In the United States, radioiodine therapy has become the standard of care for Graves' illness.

This requires oral administration of radioactive iodine in the form of a liquid or a pill. It specifically attacks the thyroid in order to eliminate the gland's hormone-making cells.

This suggests that radioiodine treatment leads to hypothyroidism or underactive thyroid in the vast majority of individuals. This is a lot less complicated to treat and doesn't cause as many complications down the line as hyperthyroidism does.


It is also recommended that beta-blockers be used initially in the treatment of hyperthyroidism. Thyroid hormone is an essential hormone; however, these medications inhibit its normal functions in the circulatory system. If a person's thyroid levels are normal, they may stop using beta-blockers.

This may be a quick and transient solution to symptoms including racing heartbeat, jitteriness, and trembling. It typically begins to function within hours.


Surgery is a less common Graves' disease treatment, but doctors may advise it in cases of pregnancy, large goiters, or when other therapies have failed.

The thyroid gland may be entirely or partially removed during a thyroidectomy. Depending on the severity of the ailment, a surgeon may remove one or both gland lobes and any nearby lymph nodes.

The thyroid can resume its functions if only a portion is surgically removed.

The body cannot create enough thyroid hormone, a condition known as hypothyroidism, if a surgeon removes the entire thyroid. A doctor will prescribe thyroid hormone pills that mimic the hormone's effects to treat this.
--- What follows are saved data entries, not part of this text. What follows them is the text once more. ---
PR #556, opened 2022-08-31
Update raster tile right after content has glTF render resources

### LINKED ISSUE #555: Tiles sometimes rendering before raster tile is ready
When flying to a new area, I can occasionally see the flash of a white tile on the screen for a fraction of a second. It appears to be a tile being rendered without the raster imagery. I don't recall seeing this last month, so it might be a regression from #508.

baothientran:
Fixes #555 

The reason is the tile is transitioned to a new state after per frame instead of transitioning to Done within a single frame. So the glTF render resources maybe created when transitioning fron ContentLoaded -> Done, but the raster overlay hasn't attached to it yet before the tile is rendered


kring:
Thanks @baothientran!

The most significant benefit of surgery is that it might be the quickest, most reliable, and most long-lasting solution to the problem.

A person may experience a hoarse or weak voice after surgery and experience neck pain. Due to the breathing tube used during the treatment, they could be transient.

Depending on how much of the thyroid is removed, the extent of the scar left by the procedure may vary.

Graves Eye Disease

The eyes may be affected by Graves' illness. The doctor may diagnose the problem as Graves' ophthalmology in this situation. The symptoms often appear six months after a Graves disease diagnosis.

These signs may manifest as −

  • Redness

  • Inflammation of the white parts of the eye

  • Swollen or retracted eyelids

  • An irritated feeling in the eye

  • Sensitivity to light

  • Dryness or wateriness

  • Bulging of the eyes

  • Sensitivity

Graves' ophthalmology is a condition that, if left untreated, can cause double vision and, in rare instances, vision loss due to increasing pressure on the optic nerves.


First, a doctor evaluates the symptoms and searches for Graves' disease indicators, like an enlarged thyroid. The medical history of a person's family is also examined for thyroid problems.

They may then order −

  • A test of blood for tetanus toxoid immunity

  • A blood test that detects how much radioactive iodine the thyroid gland absorbs

  • A scan of the thyroid that reveals how much iodine is present in the gland

High iodine levels could be a sign of Graves' illness.